> EXERCISE: In the records below, some lines contain the word "function". Copy each of them.

Saved entries:
---------------

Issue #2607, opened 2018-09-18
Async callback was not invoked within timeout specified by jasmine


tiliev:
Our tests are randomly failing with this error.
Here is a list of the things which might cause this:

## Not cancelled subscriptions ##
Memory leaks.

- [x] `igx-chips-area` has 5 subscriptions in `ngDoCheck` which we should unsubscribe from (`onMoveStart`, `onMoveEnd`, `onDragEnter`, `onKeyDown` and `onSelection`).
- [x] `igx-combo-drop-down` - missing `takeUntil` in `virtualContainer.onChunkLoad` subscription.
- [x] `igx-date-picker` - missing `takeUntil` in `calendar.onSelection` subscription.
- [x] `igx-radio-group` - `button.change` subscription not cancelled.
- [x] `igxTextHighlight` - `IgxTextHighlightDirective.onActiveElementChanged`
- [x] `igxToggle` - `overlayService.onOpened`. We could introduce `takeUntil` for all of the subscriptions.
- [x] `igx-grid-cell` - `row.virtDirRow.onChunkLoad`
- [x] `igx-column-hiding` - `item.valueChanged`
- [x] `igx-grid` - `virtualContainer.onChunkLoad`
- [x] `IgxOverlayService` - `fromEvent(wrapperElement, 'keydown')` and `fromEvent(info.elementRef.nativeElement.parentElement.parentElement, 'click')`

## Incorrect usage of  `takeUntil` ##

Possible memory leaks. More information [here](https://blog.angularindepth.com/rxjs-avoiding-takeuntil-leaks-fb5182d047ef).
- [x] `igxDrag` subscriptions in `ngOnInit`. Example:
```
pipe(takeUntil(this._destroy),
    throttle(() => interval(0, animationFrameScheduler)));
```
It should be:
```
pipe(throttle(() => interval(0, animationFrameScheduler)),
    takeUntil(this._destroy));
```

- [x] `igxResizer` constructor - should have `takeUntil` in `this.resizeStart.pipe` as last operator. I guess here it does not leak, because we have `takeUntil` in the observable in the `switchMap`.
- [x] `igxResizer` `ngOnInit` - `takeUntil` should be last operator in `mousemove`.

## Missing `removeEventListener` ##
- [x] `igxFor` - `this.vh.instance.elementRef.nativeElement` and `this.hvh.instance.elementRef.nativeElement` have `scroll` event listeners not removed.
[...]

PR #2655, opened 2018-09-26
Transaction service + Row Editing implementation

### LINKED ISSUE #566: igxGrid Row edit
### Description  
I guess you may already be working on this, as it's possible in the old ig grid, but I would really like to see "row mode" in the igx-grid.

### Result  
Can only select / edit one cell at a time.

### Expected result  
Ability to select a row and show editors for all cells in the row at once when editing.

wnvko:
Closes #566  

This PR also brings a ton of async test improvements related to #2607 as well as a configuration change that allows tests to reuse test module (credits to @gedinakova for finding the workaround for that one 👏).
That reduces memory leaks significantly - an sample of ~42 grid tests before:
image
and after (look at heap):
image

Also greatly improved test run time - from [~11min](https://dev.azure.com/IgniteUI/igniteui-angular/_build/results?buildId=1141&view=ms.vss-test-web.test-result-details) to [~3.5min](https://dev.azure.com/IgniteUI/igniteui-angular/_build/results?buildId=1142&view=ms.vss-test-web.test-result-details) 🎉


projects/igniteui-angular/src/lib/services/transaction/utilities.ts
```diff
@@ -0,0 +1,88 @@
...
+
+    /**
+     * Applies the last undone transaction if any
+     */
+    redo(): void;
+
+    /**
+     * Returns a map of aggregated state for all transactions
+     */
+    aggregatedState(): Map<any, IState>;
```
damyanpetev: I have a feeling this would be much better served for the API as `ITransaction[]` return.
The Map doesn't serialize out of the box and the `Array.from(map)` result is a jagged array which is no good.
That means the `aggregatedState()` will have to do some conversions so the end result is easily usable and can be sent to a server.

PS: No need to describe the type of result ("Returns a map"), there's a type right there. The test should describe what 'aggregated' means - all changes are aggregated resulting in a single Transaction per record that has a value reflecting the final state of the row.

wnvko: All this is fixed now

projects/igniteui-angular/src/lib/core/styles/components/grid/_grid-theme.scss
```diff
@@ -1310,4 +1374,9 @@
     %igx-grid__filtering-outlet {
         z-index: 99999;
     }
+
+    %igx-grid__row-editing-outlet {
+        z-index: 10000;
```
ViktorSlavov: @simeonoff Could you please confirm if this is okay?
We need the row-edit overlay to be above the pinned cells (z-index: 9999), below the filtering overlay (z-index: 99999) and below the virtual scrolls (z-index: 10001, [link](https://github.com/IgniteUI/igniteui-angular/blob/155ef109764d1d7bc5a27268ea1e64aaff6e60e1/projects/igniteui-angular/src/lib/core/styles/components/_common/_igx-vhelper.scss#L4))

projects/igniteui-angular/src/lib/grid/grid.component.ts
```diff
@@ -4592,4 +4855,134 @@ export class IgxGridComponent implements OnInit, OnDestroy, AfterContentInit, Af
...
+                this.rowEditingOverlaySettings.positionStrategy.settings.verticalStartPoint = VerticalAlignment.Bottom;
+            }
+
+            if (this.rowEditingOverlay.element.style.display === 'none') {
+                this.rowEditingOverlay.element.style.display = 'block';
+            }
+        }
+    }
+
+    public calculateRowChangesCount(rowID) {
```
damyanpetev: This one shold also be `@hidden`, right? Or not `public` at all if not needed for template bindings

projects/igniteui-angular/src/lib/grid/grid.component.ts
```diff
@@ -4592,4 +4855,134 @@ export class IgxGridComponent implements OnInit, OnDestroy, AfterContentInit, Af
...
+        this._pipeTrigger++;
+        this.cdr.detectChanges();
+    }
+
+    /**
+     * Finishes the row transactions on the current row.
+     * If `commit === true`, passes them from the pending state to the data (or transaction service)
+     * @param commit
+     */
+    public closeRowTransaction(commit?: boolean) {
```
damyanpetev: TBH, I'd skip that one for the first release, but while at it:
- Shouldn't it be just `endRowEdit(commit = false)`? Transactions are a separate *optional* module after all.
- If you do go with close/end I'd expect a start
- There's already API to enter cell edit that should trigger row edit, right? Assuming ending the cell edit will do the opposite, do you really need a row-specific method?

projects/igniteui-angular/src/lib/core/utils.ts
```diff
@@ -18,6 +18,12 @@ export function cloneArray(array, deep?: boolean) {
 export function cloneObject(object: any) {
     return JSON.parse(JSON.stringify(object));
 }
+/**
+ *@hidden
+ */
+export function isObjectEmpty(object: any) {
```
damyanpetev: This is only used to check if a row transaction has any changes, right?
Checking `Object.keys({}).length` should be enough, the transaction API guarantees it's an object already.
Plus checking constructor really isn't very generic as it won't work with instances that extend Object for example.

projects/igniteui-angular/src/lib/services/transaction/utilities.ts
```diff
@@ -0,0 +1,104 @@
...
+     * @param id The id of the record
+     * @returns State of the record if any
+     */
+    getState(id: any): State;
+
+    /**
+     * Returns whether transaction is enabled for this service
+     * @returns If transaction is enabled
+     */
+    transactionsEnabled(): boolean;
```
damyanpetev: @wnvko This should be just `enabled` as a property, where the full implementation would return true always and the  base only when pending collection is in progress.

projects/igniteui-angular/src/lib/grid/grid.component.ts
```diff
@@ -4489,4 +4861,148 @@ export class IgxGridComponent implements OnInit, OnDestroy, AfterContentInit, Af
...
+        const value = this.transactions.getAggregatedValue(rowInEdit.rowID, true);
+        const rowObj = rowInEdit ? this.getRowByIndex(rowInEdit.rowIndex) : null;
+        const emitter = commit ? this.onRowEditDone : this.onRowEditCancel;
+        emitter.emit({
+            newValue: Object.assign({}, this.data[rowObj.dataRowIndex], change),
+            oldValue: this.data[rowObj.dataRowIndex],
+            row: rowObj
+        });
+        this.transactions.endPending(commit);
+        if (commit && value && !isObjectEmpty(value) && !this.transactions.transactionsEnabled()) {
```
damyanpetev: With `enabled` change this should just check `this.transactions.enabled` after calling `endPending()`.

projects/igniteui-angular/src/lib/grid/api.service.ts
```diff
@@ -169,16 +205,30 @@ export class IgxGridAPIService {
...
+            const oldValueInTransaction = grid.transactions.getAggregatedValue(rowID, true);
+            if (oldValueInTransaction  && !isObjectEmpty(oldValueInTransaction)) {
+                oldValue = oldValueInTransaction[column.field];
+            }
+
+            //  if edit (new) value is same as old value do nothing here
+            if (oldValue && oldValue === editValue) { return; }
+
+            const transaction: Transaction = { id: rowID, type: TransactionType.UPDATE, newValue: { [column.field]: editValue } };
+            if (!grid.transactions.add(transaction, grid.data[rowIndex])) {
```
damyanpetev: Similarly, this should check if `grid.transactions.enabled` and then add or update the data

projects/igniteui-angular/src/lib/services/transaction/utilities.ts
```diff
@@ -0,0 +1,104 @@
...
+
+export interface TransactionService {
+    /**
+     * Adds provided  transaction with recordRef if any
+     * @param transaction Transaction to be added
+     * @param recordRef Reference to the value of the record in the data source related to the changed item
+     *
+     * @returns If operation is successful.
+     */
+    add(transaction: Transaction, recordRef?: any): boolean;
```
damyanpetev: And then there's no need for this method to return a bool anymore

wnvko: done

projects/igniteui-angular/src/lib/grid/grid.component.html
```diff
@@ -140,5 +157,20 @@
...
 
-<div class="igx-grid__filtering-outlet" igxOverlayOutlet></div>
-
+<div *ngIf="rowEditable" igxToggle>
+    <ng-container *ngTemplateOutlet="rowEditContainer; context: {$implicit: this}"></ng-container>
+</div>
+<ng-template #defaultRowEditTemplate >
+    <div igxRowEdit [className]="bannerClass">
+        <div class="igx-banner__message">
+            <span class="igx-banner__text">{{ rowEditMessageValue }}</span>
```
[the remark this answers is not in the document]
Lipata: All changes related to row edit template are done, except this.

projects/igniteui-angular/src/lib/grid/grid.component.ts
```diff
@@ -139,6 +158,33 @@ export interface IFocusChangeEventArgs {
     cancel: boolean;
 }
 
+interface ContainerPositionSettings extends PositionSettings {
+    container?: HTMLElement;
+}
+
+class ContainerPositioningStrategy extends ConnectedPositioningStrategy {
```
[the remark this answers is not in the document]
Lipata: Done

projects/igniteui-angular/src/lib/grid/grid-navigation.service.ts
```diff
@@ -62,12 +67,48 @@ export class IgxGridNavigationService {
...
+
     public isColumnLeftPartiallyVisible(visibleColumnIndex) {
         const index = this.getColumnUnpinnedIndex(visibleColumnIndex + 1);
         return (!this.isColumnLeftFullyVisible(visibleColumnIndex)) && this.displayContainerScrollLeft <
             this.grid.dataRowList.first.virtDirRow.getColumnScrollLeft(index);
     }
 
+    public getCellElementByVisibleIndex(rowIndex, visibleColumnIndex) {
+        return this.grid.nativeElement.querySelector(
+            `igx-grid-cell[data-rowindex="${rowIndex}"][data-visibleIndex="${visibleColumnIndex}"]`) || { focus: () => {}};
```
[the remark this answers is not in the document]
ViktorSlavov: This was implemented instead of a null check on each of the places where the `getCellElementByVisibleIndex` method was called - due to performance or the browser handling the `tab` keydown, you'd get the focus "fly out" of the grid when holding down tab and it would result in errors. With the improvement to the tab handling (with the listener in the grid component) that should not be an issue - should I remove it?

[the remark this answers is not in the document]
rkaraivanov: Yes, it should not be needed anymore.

---------------

> RESULT OF THE TASK:
@@ -18,6 +18,12 @@ export function cloneArray(array, deep?: boolean) {
 export function cloneObject(object: any) {
+export function isObjectEmpty(object: any) {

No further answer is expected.